At first glance, it appears that history may not be on the side of the family. Today's crisis originated well before the cultural and sexual revolutions of the 1960s. A sobering perspective on how family decline undermines our civilization may be gained from realizing how limited awareness has been of the nature and dimensions of the decline over decades and even centuries and from realizing how today's awakening--still partial at best--comes at the eleventh hour.

As early as 1933, Christopher Dawson, in "The Patriarchal Family in History," drew a parallel with the declining stages of Greek and Roman civilization. (2) Harvard sociologist Carle Zimmerman elaborated in Family and Civilization (1947). (3) At a time when the "baby boom" was occurring and few people were disposed to listen to Cassandra warnings of a crisis for the family, Zimmerman described long-term reality: the traditional family had been deteriorating since the Renaissance and was nearing the point of no return. Like Dawson, Zimmerman noted unmistakable parallels with Greece and Rome.

Dawson and Zimmerman make thought-provoking reading today because they wrote long before the political and sexual radicalism of the 1960s launched an open and direct ideological attack on the family and placed it on the public agenda.

Moreover, popular culture is not the only family solvent. From the start of the modern era, political culture has included a strain of hostility to the family. "The attack on the family in modern political thought has been sweeping and unremitting," writes political theorist Philip Abbott. "If the family is to survive as an institution ... the major thrust of modern politics must be altered." (4) Virtually every theorist in the modern Western canon has had something to say about the family, often to its detriment, including Erasmus, Milton, Hobbes, Locke, Rousseau, Mill, Marx, and Freud.
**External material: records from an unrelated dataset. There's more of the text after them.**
PR #1576, opened 2024-07-10
[Disk Manager] acceptance tests: support different types of disks, add flag to skip images

gy2411:
We want to run acceptace tests for disk registry based disks. Now acceptance tests have flag that specifies disk type, but we can not run tests for disk registry based based for 2 reasons:

1) We can not create images from dr based disks yet.
2) Names of resources created by tests consist of test type, disk size and disk block size (e.g. acceptance-test-disk-eternal-8tib-4kib-1720126075). These names do not contain disk type. This is crucial for eternal tests, because they reuse disks from previous runs and choose the disk to reuse according to its name.

This pr fixes both problems:
1) Add flag that skip all work with images (so we are going to use this flag test cases with dr based disks).
2) Change name format: add disk type to all names of disks and other resources.

Note: when this pr is commited, eternal tests will not remove outdated resources with old name format. So one has to remove resources with old name format manually.

UPD
Turned out that all names of disks/snapshots/images must not contain more than 63 characters. So i had to shorted names, that's why i use 'acc' prefix instead of 'acceptance-test'.

### DIFF
--- a/cloud/disk_manager/test/acceptance/main.go
+++ b/cloud/disk_manager/test/acceptance/main.go
@@ -399,6 +399,7 @@ func mainTest(
 	suffix string,
 	outputDiskIDs string,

Dissenters, like Louis de Bonald, author of On Divorce (1805), have been relegated to obscurity.

The family crisis, in other words, is not simply a product of the sexual and feminist revolutions, though they certainly accelerated the pace of deterioration. Family decline may be inherent in what is commonly called modernity.

Political theory might seem only to compound the dangers posed by television, movies, rock music, videos, and other elements of popular culture, but the battle of political ideas is one that family defenders cannot ignore. By retreating into "culture" (though in a rather cramped sense) to the neglect of politics, family advocates may have invited precisely the political paralysis Dobson laments. "If you believe, as I do, in the power of culture," writes political scientist James Q. Wilson of single motherhood, "you will realize that there is very little one can do." (5)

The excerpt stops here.